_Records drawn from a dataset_
PR #1055, opened 2018-11-06
Improve performence of transactions / pipeline requests which involve large chunks of data.

tzickel:
A reissue of #597 based on current master.


andymccurdy:
thanks!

_Exercise directions_
Write out an exact transcription of the line with "Improve performence of" and of each line after it; stop at the end of the records.

_Response box_
Improve performence of transactions / pipeline requests which involve large chunks of data.

tzickel:
A reissue of #597 based on current master.


andymccurdy:
thanks!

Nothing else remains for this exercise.